_GIVEN RECORDS_
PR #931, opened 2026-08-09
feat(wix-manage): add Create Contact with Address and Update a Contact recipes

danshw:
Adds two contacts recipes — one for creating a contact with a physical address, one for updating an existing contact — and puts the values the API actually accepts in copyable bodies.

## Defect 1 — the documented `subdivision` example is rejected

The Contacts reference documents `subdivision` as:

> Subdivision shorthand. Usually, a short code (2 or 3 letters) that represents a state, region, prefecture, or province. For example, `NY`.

_PROBLEM REQUIREMENTS_
Once you have read the records, write every one of them out again exactly.

_PROBLEM SOLUTION_
PR #931, opened 2026-08-09
feat(wix-manage): add Create Contact with Address and Update a Contact recipes

danshw:
Adds two contacts recipes — one for creating a contact with a physical address, one for updating an existing contact — and puts the values the API actually accepts in copyable bodies.

## Defect 1 — the documented `subdivision` example is rejected

The Contacts reference documents `subdivision` as:

> Subdivision shorthand. Usually, a short code (2 or 3 letters) that represents a state, region, prefecture, or province. For example, `NY`.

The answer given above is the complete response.